Yeah, I found that same conference paper. It seems to be most of the information that's easily searched about the internals of the SEP, and it's the thing I was thinking of when I mentioned that the info out there is from the A9 era - that being the latest SEP the paper discusses.

The problem is, as this Apple page makes clear, the SEP is a moving target.


It includes its own TL;DR section - at the end there's a "Secure Enclave feature summary" table. Lots of changes have been made on the road from A8 to M1. Now, the Apple page doesn't talk about which version of Arm ISA the SEP uses, but they don't talk about that (or the fact that it uses Arm ISA at all) because no one but Apple is supposed to have code execution on the SEP, so their docs treat its ISA as a black box.

Replace in this context is difficult to say. I am not saying they are going to just remove xnu and put seL4 in its place. If you read the original article, they mention “exclaves”. They are breaking out security related components into these exclave pieces which are unaffected by a compromise of the kernel, aka xnu. So my theory is they won’t remove things initially. They will augment xnu with these exclaves, for security related components and move on from there while preventing any further things going into the kernel, as they have already started many years ago with DriverKit, no third party kexts etc. Eventually xnu becomes less and less vulnerable and important.
Gotcha. I think you may be overestimating the extent to which XNU will become less important, though. Their approach here is very surgical and precise - not much of XNU's functionality is being taken over by external coprocessors not running XNU, just very small and targeted things.
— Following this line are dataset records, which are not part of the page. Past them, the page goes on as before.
PR #2401, opened 2026-09-22
orderbook: add decimal execution calculation

shazbert:
Add a contract-aware Levels.CalculateExecution helper that walks book liquidity using decimal arithmetic and reports requested, executed and remaining amounts.

Expose base and quote totals, VWAP, marginal price and consumed level count. Preserve exact string-backed level values where available, validate malformed inputs and return partial execution details when liquidity is insufficient.

Cover successful, exact-precision, partial-liquidity and validation paths, and include an allocation benchmark.

## Type of change

## How has this been tested

- [ ] go test ./... -race
- [ ] golangci-lint run
- [ ] Test X

## Checklist


thrasher-:
@codex please review

exchanges/orderbook/calculator.go
```diff
@@ -3,18 +3,40 @@ package orderbook
 import (
 	"errors"
 	"fmt"
+	stdmath "math"
 
+	"github.com/shopspring/decimal"
```
thrasher-: Heimdall: **Blocker** — direct `shopspring/decimal` import. CI lint is red, and under `udecimal_on` the new API cannot accept the repo's own decimal type.

**Fix:** import `github.com/thrasher-corp/gocryptotrader/types/decimal` here and in [calculator_test.go:8](https://github.com/thrasher-corp/gocryptotrader/blob/6bd4b5a92b1b39f7da8ae1b96259135a9fdeaee2/exchanges/orderbook/calculator_test.go#L8). Three symbols don't port straight across: the façade exports no `Min` (use `result.RemainingAmount.LessThan(levelAmount)`), `NewFromFloat` is `MustFromFloat` and **panics** on NaN/Inf — so the guard at [calculator.go:371](https://github.com/thrasher-corp/gocryptotrader/blob/6bd4b5a92b1b39f7da8ae1b96259135a9fdeaee2/exchanges/orderbook/calculator.go#L371) stops being belt-and-braces and becomes load-bearing — and `RequireFromString` is `MustFromString`.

Also, sometimes the SEP gets its own "exclave". Look at the stuff about the Secure Enclave Boot Monitor in the Apple article I linked; it sounds like the same sort of thing.

Way back when Apple started getting serious about security, I remember a WWDC slide where they presented their philosophy of "defense in depth". This means that they plan on various security layers failing, and try to limit the amount of damage by having something else backing that part of the system up. I'd say these things fit that theme - they're looking for key small and self-contained vulnerable points currently exposed to other pieces of the system at the same privilege layer, and breaking them out into their own independent layer that won't be compromised by the original thing getting broken. If that makes sense. Don't know that I've written out my thoughts all that clearly here.
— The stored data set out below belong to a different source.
PR #2402, opened 2026-09-22
math: add signed decimal percentage comparison

shazbert:
Add SignedPercentageDifferenceDecimal while preserving the existing absolute percentage-difference API. Define zero-sum inputs as zero and retain the sign so callers can distinguish movement direction.

Add CompareSignedPercentageDifferenceDecimal with standard comparison semantics. For positive sums, compare cross-products directly to avoid decimal division and prevent rounding from changing decisions at target boundaries; retain the calculated fallback for zero and negative sums.

Cover positive, negative, equal, zero-sum and negative-sum behavior and add a benchmark for the comparison path. Tests support both configured decimal backends.

## Type of change

## How has this been tested

- [ ] go test ./... -race
- [ ] golangci-lint run
- [ ] Test X

## Checklist


thrasher-:
@codex please review

common/math/math.go
```diff
@@ -58,6 +59,29 @@ func PercentageDifferenceDecimal(x, y decimal.Decimal) decimal.Decimal {
 	return x.Sub(y).Abs().Div(x.Add(y).Div(two)).Mul(oneHundred)
 }
 
+// SignedPercentageDifferenceDecimal returns the signed difference between two
+// decimal values as a percentage of their average. A positive result indicates
+// x is greater than y. A zero sum returns zero to avoid division by zero.
```
thrasher-: Heimdall: **Should fix** — "A positive result indicates x is greater than y" is false whenever `x+y < 0`, and the test table below asserts the counterexample.

Dividing by a negative sum inverts the sign, so the result tracks the sign of the denominator rather than the direction of movement:

```
x        y       x > y    SignedPercentageDifferenceDecimal    doc holds
-3       -1      false    100                                  no
-1       -3      true     -100                                 no
-100     -110    true     -9.52380952380952                    no
-0.5     -0.4    false    22.22222222222222                    no
 3        1      true     100                                  yes
 1        3      false    -100                                 yes
```

The first row is [math_test.go:97](https://github.com/thrasher-corp/gocryptotrader/blob/11558ed779b03e79085e58349bb94f5143bc9711/common/math/math_test.go#L97) — `{name: "negative sum", x: "-3", y: "-1", expected: "100"}` — and `-3` is not greater than `-1`. The test pins the behaviour the GoDoc forbids.

[math.go:77](https://github.com/thrasher-corp/gocryptotrader/blob/11558ed779b03e79085e58349bb94f5143bc9711/common/math/math.go#L77) inherits it: `CompareSignedPercentageDifferenceDecimal(-3, -1, 0)` returns `1`, i.e. "up by more than 0%", for a pair that moved down.

**Fix:** either

1. qualify the doc — the sign tracks `x-y` only when `x+y > 0`; or
2. divide by `sum.Abs()` so the sign always tracks direction, and change the `-3, -1` expectation to `-100`.

(2) is what the PR description asks for ("retain the sign so callers can distinguish movement direction"). (1) is fine if every caller is guaranteed a positive sum, but that is worth stating on the function rather than leaving to the reader.

common/math/math.go
```diff
@@ -58,6 +59,29 @@ func PercentageDifferenceDecimal(x, y decimal.Decimal) decimal.Decimal {
...
+func SignedPercentageDifferenceDecimal(x, y decimal.Decimal) decimal.Decimal {
+	sum := x.Add(y)
+	if sum.IsZero() {
+		return decimal.Zero
+	}
+	return x.Sub(y).Div(sum).Mul(twoHundred)
```
thrasher-: Heimdall: **Should fix** — dividing before multiplying discards two to three significant digits for nothing. `x.Sub(y).Mul(twoHundred).Div(sum)` is algebraically identical and spends the division's precision budget on the final magnitude instead of on a quotient that is then scaled up 200x.

Default backend, `x=1.471 y=1.469` — the pair this file already benchmarks at [math_test.go:142](https://github.com/thrasher-corp/gocryptotrader/blob/11558ed779b03e79085e58349bb94f5143bc9711/common/math/math_test.go#L142):

```
exact                              = 0.13605442176870748299
PercentageDifferenceDecimal        = 0.13605442176871       (14 dp)  err +2.52e-15
SignedPercentageDifferenceDecimal  = 0.1360544217687        (13 dp)  err -7.48e-15
mul-then-div                       = 0.1360544217687075     (16 dp)  err +1.70e-17
```

440x closer, and as it stands the new function is ~3x less accurate than the unsigned sibling immediately above it at [math.go:59](https://github.com/thrasher-corp/gocryptotrader/blob/11558ed779b03e79085e58349bb94f5143bc9711/common/math/math.go#L59) — same file, same inputs, one fewer digit. Under `-tags udecimal_on` the two siblings agree exactly (`0.13605442176870748`, err -2.99e-18) and the reorder still gains 32x (`0.1360544217687074829`, err -9.32e-20).

The cost is about 10% on the default backend (746 -> 818 ns/op, 448 -> 528 B/op, +2 allocs) and it is marginally faster under `udecimal_on` (65.0 -> 62.2 ns/op). Across 299,957 differential cases per backend, inputs up to 19 fractional places, the reorder was closer to the exact rational 278,816 times, identical 21,141 times and worse **0** times, with no panic and no overflow past `10^60`. Under `udecimal_on`: 289,625 / 10,332 / 0.

None of this is visible to the test: the 1e-12 tolerance at [math_test.go:86](https://github.com/thrasher-corp/gocryptotrader/blob/11558ed779b03e79085e58349bb94f5143bc9711/common/math/math_test.go#L86) is 260x the gap between the two backends for the table's own `110 / 100` row.

common/math/math.go
```diff
@@ -58,6 +59,29 @@ func PercentageDifferenceDecimal(x, y decimal.Decimal) decimal.Decimal {
...
+}
+
+// CompareSignedPercentageDifferenceDecimal compares the signed percentage
+// difference between x and y with target, returning standard Cmp semantics. It
+// avoids division when the sum is positive, preventing division rounding from
+// changing comparisons near a target boundary.
+func CompareSignedPercentageDifferenceDecimal(x, y, target decimal.Decimal) int {
+	sum := x.Add(y)
+	if !sum.IsPositive() {
```
thrasher-: Heimdall: **Should fix** — the exactness this function exists for silently lapses for negative sums, and most of it is recoverable. Dividing both sides by a negative sum only flips the inequality, so the cross-product works there too:

```go
sum := x.Add(y)
if sum.IsZero() {
	return decimal.Zero.Cmp(target)
}
c := x.Sub(y).Mul(twoHundred).Cmp(target.Mul(sum))
if sum.IsNegative() {
	return -c
}
return c
```

300,000 randomised comparisons against exact `math/big.Rat` arithmetic, inputs up to 19 fractional places, two thirds of the targets sitting on the rounded boundary:

```
                        default backend                 -tags udecimal_on
sum sign     cases   this PR   naive Div   negated    this PR   naive Div   negated
positive    224674         0      145227         0          4      145227         4
negative     75267     48760       48760         0      48760       48760         1
```

The positive-sum path is the point of the PR and it delivers — 0 wrong against 145,227 for the division it replaces. The negative branch is wrong exactly as often as the naive division, because it is the naive division.

On the default backend the negated form is exact in both branches. Under `udecimal_on` it inherits the same 19-place `Mul` truncation as the positive branch (see my comment on [math.go:82](https://github.com/thrasher-corp/gocryptotrader/blob/11558ed779b03e79085e58349bb94f5143bc9711/common/math/math.go#L82)), so it takes the negative branch from 48,760 to 1 rather than to 0 — and there is a constructible case where it is the worse of the two, `x=-0.0000000100000000001 y=-0.00000001 target=0.000000001`, where the current code happens to land on `-1` and the negated form on `0`. One against 48,760 still looks like the right trade, but it is not a clean sweep and worth knowing before you take it.

The fallback is also the slowest path: 1391-1846 ns/op against 500 ns/op for the cross-product, 760 B and 26 allocs against 376 B and 12.

The boundary-heavy target distribution makes these adversarial rates rather than typical ones — the comparison that matters is between the columns, not the absolute counts.

common/math/math.go
```diff
@@ -58,6 +59,29 @@ func PercentageDifferenceDecimal(x, y decimal.Decimal) decimal.Decimal {
...
+		return SignedPercentageDifferenceDecimal(x, y).Cmp(target)
+	}
+	return x.Sub(y).Mul(twoHundred).Cmp(target.Mul(sum))
```
thrasher-: Heimdall: **Minor** — "preventing division rounding from changing comparisons near a target boundary" holds on the default backend but not under `-tags udecimal_on`, which CI also builds.

udecimal's `Mul` truncates at 19 fractional digits ([decimal.go:472-493](https://github.com/quagmt/udecimal/blob/v1.10.1/decimal.go#L472), `defaultPrec = 19`; the façade says so too at [decimal_udecimal.go:76](https://github.com/thrasher-corp/gocryptotrader/blob/11558ed779b03e79085e58349bb94f5143bc9711/types/decimal/decimal_udecimal.go#L76)). So `target.Mul(sum)` loses digits whenever `target` and `x+y` carry more than 19 fractional places between them, putting the rounding error straight back into the comparison the cross-product was written to make exact.

Eighteen-place amounts against a plain two-place percentage target are enough:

Secure Enclave is like a tiny server inside the system. It guards the most sensitive data – biometrics, passcodes, Apple Pay data – and does not allow the OS or apps to get a peek at it. It can be asked, "is this ok?" or "please pay the man", but the data it holds stays in its own box. Hence, a 32-bit processor, accompanied by an AES CP, is entirely adequate, because the box is really, really small. And it makes sense for it to run a different kernel and OS, because that makes it harder to attack. Not quite impossible, but wuch more difficult.
Balanced against that is the fact that the SEP, like most / all the other coprocessors, shares the same physical address space as the main application processors. If you're a SoC architect at Apple, you'd probably like the SEP to understand 64-bit addresses so it has access to the whole address space of the system. This is true even though the SEP gets locked down to its own private encrypted memory region (see that same Apple document I linked above); flexibility in address space layout is a good thing.
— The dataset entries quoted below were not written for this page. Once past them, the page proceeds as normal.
PR #2403, opened 2026-09-22
order limits: add contract-aware amount stepping

shazbert:
Add AmountStep to keep an exchange order increment and contract multiplier together, with spot markets represented by a multiplier of one.

Provide exact base-unit floor and ceiling operations, order-unit flooring, and base increment calculation. Validate non-positive amounts, increments and multipliers through exported sentinel errors.

Calculate the smallest common base increment for two markets using rational least-common-multiple arithmetic. Preserve scales beyond the decimal backend's default division precision so small contract increments remain exact.

Cover spot and derivative quantities, fractional and large multipliers, validation failures, symmetry, high-precision increments and both supported decimal backends, with a benchmark for the rational path.

## Type of change

## How has this been tested

- [ ] go test ./... -race
- [ ] golangci-lint run
- [ ] Test X

## Checklist


thrasher-:
@codex please review

exchange/order/limits/amount_step.go
```diff
@@ -0,0 +1,144 @@
...
+// amount step.
+func (a AmountStep) BaseIncrement() (decimal.Decimal, error) {
+	increment, err := a.orderIncrement()
+	if err != nil {
+		return decimal.Zero, err
+	}
+	if !a.ContractMultiplier.IsPositive() {
+		return decimal.Zero, fmt.Errorf("%w: %s", ErrContractMultiplierNotPositive, a.ContractMultiplier)
+	}
+	return increment.Mul(a.ContractMultiplier), nil
```
thrasher-: Heimdall: **Should fix** — `BaseIncrement()` validates both operands but not the product, so it can return `(0, nil)`. `FloorBaseAmount`, `CeilBaseAmount` and `CommonBaseIncrement` then use that zero as a divisor and panic under `-tags udecimal_on`.

`Mul` truncates at udecimal's 19 fractional digits, so any `Increment × ContractMultiplier` below `1e-19` underflows to zero and slips past the guard on [amount_step.go:36](https://github.com/thrasher-corp/gocryptotrader/blob/7c6ad5db0ed60fd3b8c967541616a3b79cf8d028/exchange/order/limits/amount_step.go#L36).

**Why:** with `step = AmountStep{Increment: 0.0000000001, ContractMultiplier: 0.0000000001}` and `unit = AmountStep{1, 1}`:

```
                                 default build             -tags udecimal_on
BaseIncrement()                  "0.00000000000000000001"  "0", err = <nil>
FloorBaseAmount(1)               "1"                       PANIC: can't divide by zero
CeilBaseAmount(1)                "1"                       PANIC: can't divide by zero
step.CommonBaseIncrement(unit)   "1"                       "0", err = <nil>
unit.CommonBaseIncrement(step)   "1"                       PANIC: can't divide by zero
```

The last two rows are the same pair in opposite order: `CommonBaseIncrement` returns a silently wrong zero one way and panics the other, while [amount_step_test.go:201-203](https://github.com/thrasher-corp/gocryptotrader/blob/7c6ad5db0ed60fd3b8c967541616a3b79cf8d028/exchange/order/limits/amount_step_test.go#L201-L203) asserts symmetry.

It is not only the degenerate case. Sweeping 5000 random `(Increment, ContractMultiplier)` pairs per scale under `-tags udecimal_on`, then calling `FloorBaseAmount(1)` on each:

```
max fractional digits   BaseIncrement == 0   FloorBaseAmount panics
 8                          0 / 5000             0 / 3000
10                          0 / 5000             0 / 3000
12                         18 / 5000            11 / 3000
16                        651 / 5000           437 / 3000
19                       1370 / 5000           793 / 3000
```

The default build is 0 across every row.

**Fix:** validate the product rather than just the operands:

```go
baseIncrement := increment.Mul(a.ContractMultiplier)
if !baseIncrement.IsPositive() {
    return decimal.Zero, fmt.Errorf("%w: increment %s with multiplier %s underflows to %s",
        ErrAmountStepNotPositive, increment, a.ContractMultiplier, baseIncrement)
}
return baseIncrement, nil
```

With that applied all four call sites return the sentinel instead of panicking, symmetry is restored, the default build is byte-for-byte unchanged, and both backends stay green — `go test ./exchange/order/limits/ -race -count 1` with and without `-tags udecimal_on`, `golangci-lint run ./exchange/order/limits/...` clean under both.

For the regression test, the boundary is exactly 20 combined fractional digits — one row in the existing table covers it:

```
inc=0.000000000000000002  mul=1     -> "0.000000000000000002"   both backends   (18 dp, what the suite has today)
inc=0.000000000000000002  mul=0.1   -> "0.0000000000000000002"  both backends   (19 dp)
inc=0.000000000000000002  mul=0.01  -> "0.00000000000000000002" default
                                       "0"                      udecimal_on     (20 dp — first divergence)
```

The unvalidated product is not a udecimal quirk, either — the default build has its own route through the same `Mul`. `1e-1073741825` parses fine under shopspring and reports `IsPositive() == true`:

```
backend=shopspring/decimal
  parsed ok, IsPositive=true
  BaseIncrement PANIC: exponent -2147483650 overflows an int32!
```

(udecimal rejects that input at parse time, so it is default-build only.) The check above does *not* catch this one — the panic happens inside `Mul`, before there is a product to test — and the input is absurd enough that I would not chase it. I mention it only because it shows the root cause is "the product is never examined", not "udecimal truncates".

To be straight about severity: I could not find a live market that gets anywhere near this. It needs `Increment × ContractMultiplier < 1e-19`; the smallest `lotSz × ctVal` across OKX's 486 swaps and 225 futures is `1e-4` (`BTC-USDT-SWAP`, `lotSz=0.01 × ctVal=0.01`), and the smallest `LOT_SIZE` `stepSize` across Binance spot's 3705 symbols is `1e-6`. Nothing in the tree calls `AmountStep` yet either.

So this is hardening, not an outage waiting to happen. It is still worth the one line: it is a hole in the contract of a method whose entire job is validate-then-multiply, the failure mode is a panic out of a package that returns errors everywhere else, and it is cheaper to close now while the API has no callers than after it has some.

exchange/order/limits/amount_step_test.go
```diff
@@ -0,0 +1,215 @@
...
+			name:     "one increment divides the other",
+			first:    AmountStep{Increment: decimal.MustFromString("0.1"), ContractMultiplier: decimal.NewFromInt(1)},
+			second:   AmountStep{Increment: decimal.MustFromString("0.01"), ContractMultiplier: decimal.NewFromInt(1)},
+			expected: "0.1",
+		},
+		{
+			name:     "non-divisible decimal increments",
+			first:    AmountStep{Increment: decimal.MustFromString("0.2"), ContractMultiplier: decimal.NewFromInt(1)},
+			second:   AmountStep{Increment: decimal.MustFromString("0.03"), ContractMultiplier: decimal.NewFromInt(1)},
+			expected: "0.6",
```
thrasher-, line 222: Heimdall: **Should fix** — no case in this table distinguishes a least common multiple from a plain numerator product, so the `greatestCommonDivisor` call at [amount_step.go:113](https://github.com/thrasher-corp/gocryptotrader/blob/7c6ad5db0ed60fd3b8c967541616a3b79cf8d028/exchange/order/limits/amount_step.go#L113) is never load-bearing.

Both non-divisible cases have coprime numerators once `big.Rat` reduces them — `0.2`/`0.03` is `1/5` and `3/100`, `2e-18`/`3e-18` is `1/(5·10¹⁷)` and `3/10¹⁸` — so `lcm(num₁, num₂)` already equals `num₁·num₂` and removing the GCD changes nothing.

**Why:** swapping `numeratorLCM` for `numeratorProduct` at [amount_step.go:116](https://github.com/thrasher-corp/gocryptotrader/blob/7c6ad5db0ed60fd3b8c967541616a3b79cf8d028/exchange/order/limits/amount_step.go#L116) leaves the suite green:

```
M2: numerator LCM -> plain numerator product   : SURVIVED (tests still pass)
M4: denominator GCD -> denominator of first     : killed (3 failing tests)
M6: CeilBaseAmount LessThan -> LessThanOrEqual  : killed (2 failing tests)
M8: FloorBaseAmount drops the multiplier        : killed (6 failing tests)
```

**Fix:** add one case with non-coprime numerators. `0.6` and `0.9` reduce to `3/5` and `9/10`, so the answer is `lcm(3,9)/gcd(5,10)` = `9/5` = `1.8`:

```
LCM(0.6, 0.9) = "1.8"   as written
LCM(0.6, 0.9) = "5.4"   with the numerator GCD dropped
```

For what it is worth the arithmetic itself is right — 20,000 random increment pairs across 0–6 fractional digits agree exactly with an independent `big.Rat` reference on both backends, and every result is an exact common multiple of both inputs. This is purely about the test that proves it.

exchange/order/limits/amount_step.go
```diff
@@ -0,0 +1,144 @@
...
+// FloorBaseAmount rounds a base-asset amount down to an executable increment.
+func (a AmountStep) FloorBaseAmount(amount decimal.Decimal) (decimal.Decimal, error) {
+	if !amount.IsPositive() {
+		return decimal.Zero, fmt.Errorf("%w: %s", ErrAmountNotPositive, amount)
+	}
+	increment, err := a.BaseIncrement()
+	if err != nil {
+		return decimal.Zero, err
+	}
+	return amount.Sub(amount.Mod(increment)), nil
```
thrasher-, line 65: Heimdall: **Minor** — `FloorBaseAmount` rejects `amount <= 0`, then returns `0` with a nil error for any `0 < amount < increment`.

`AmountStep{Increment: 1, ContractMultiplier: 1}.FloorBaseAmount(0.5)` returns `("0", <nil>)` on both backends; `FloorOrderAmount` does the same. A caller that floors and submits sends a zero-size order, and has to re-check the result to notice.

The existing [levels.go:99-101](https://github.com/thrasher-corp/gocryptotrader/blob/7c6ad5db0ed60fd3b8c967541616a3b79cf8d028/exchange/order/limits/levels.go#L99-L101) behaves the same way, so this may well be deliberate — but that helper does no validation at all, whereas these methods take the trouble to reject a zero input with `ErrAmountNotPositive` and then hand back a zero output.

**Fix:** either say so in the two GoDoc comments, or return a sentinel when the floor collapses to zero so the distinction is in the type rather than in the caller.

exchange/order/limits/amount_step.go
```diff
@@ -0,0 +1,144 @@
...
+	if first.Mod(second).IsZero() {
+		return first, nil
+	}
+	if second.Mod(first).IsZero() {
+		return second, nil
+	}
+
+	firstRat, ok := new(big.Rat).SetString(first.String())
+	if !ok {
+		return decimal.Zero, fmt.Errorf("cannot parse first base increment %q", first)
```
thrasher-: Heimdall: **Nit** — both `!ok` branches are unreachable, and unlike the rest of the package's failures they aren't sentinels.

`big.Rat.SetString` accepts everything either backend's `Decimal.String()` can emit. I checked the property that matters here — neither ever returns exponent notation — across `1e-19`, `1e20` and trailing-zero values on both builds:

```
in=0.60                        String()="0.6"                    scale=1
in=1.50                        String()="1.5"                    scale=1
in=0.0000000000000000001       String()="0.0000000000000000001"  scale=19
in=100000000000000000000       String()="100000000000000000000"  scale=0
```

Worth keeping as defence in depth — and it is the same property [`decimalScale`](https://github.com/thrasher-corp/gocryptotrader/blob/7c6ad5db0ed60fd3b8c967541616a3b79cf8d028/exchange/order/limits/amount_step.go#L131) silently relies on, since an exponent form would make it return `0` and round the LCM to an integer. If either is ever expected to be matched on, they want to be sentinels like the other three.

exchange/order/limits/amount_step.go
```diff
@@ -0,0 +1,144 @@
...
+		return decimal.Zero, err
+	}
+	if first.Mod(second).IsZero() {
+		return first, nil
+	}
+	if second.Mod(first).IsZero() {
+		return second, nil
+	}
+
+	firstRat, ok := new(big.Rat).SetString(first.String())
```
thrasher-: Heimdall: **Nit** — `first.String()` and `second.String()` are each evaluated twice, once here and again for the scale on [amount_step.go:117](https://github.com/thrasher-corp/gocryptotrader/blob/7c6ad5db0ed60fd3b8c967541616a3b79cf8d028/exchange/order/limits/amount_step.go#L117). Since you benchmarked this path, the numbers:

```
                       ns/op   B/op   allocs/op
as written             3225    1096      70       (default build)
strings hoisted        2840    1064      64       -12%
as written             2245     568      44       (-tags udecimal_on)
strings hoisted        2060     560      42        -8%
```

`go test -bench BenchmarkAmountStep -benchtime 2s -count 3`, medians. Both backends stay green with the strings hoisted into locals.

thrasher- (changes requested):
Heimdall: Arithmetic verified correct — 20,000 random LCM pairs and all 648 floor/ceil combinations exact on both decimal backends. Evidence for each finding is on the line.

**To unblock:**
1. [amount_step.go:39](https://github.com/thrasher-corp/gocryptotrader/pull/2403#discussion_r4068253426) — `BaseIncrement()` never validates the product, so it returns `(0, nil)` and three methods then panic.
2. [amount_step_test.go:156](https://github.com/thrasher-corp/gocryptotrader/pull/2403#discussion_r4068253428) — no case distinguishes the LCM from a plain numerator product.

Non-gating: [amount_step.go:51](https://github.com/thrasher-corp/gocryptotrader/pull/2403#discussion_r4068253431) · [amount_step.go:104](https://github.com/thrasher-corp/gocryptotrader/pull/2403#discussion_r4068253436) · [amount_step.go:102](https://github.com/thrasher-corp/gocryptotrader/pull/2403#discussion_r4068253440).

Both red CI jobs are ambient — live-network tests (OKX, Deribit, etherscan, BTSE) in packages this PR doesn't touch.

exchange/order/limits/amount_step.go
```diff
@@ -0,0 +1,154 @@
...
+// amount step.
+func (a AmountStep) BaseIncrement() (decimal.Decimal, error) {
+	increment, err := a.orderIncrement()
+	if err != nil {
+		return decimal.Zero, err
+	}
+	if !a.ContractMultiplier.IsPositive() {
+		return decimal.Zero, fmt.Errorf("%w: %s", ErrContractMultiplierNotPositive, a.ContractMultiplier)
+	}
+	baseIncrement := increment.Mul(a.ContractMultiplier)
```
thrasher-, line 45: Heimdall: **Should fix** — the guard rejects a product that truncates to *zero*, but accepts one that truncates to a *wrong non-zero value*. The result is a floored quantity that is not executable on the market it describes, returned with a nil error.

Also balanced against it is the fact that, as I mentioned before, most or all of the exciting new security extensions in the Arm ISA are happening in the 64-bit ISA, not the old 32-bit ISA. sepOS is precisely the kind of place where Apple would want to adopt these features, so that'd be a very good argument for them to have already switched the SEP over to one of their 64-bit microcontroller cores. Which we know they have, as they're all over the place in A14/M1 and onwards.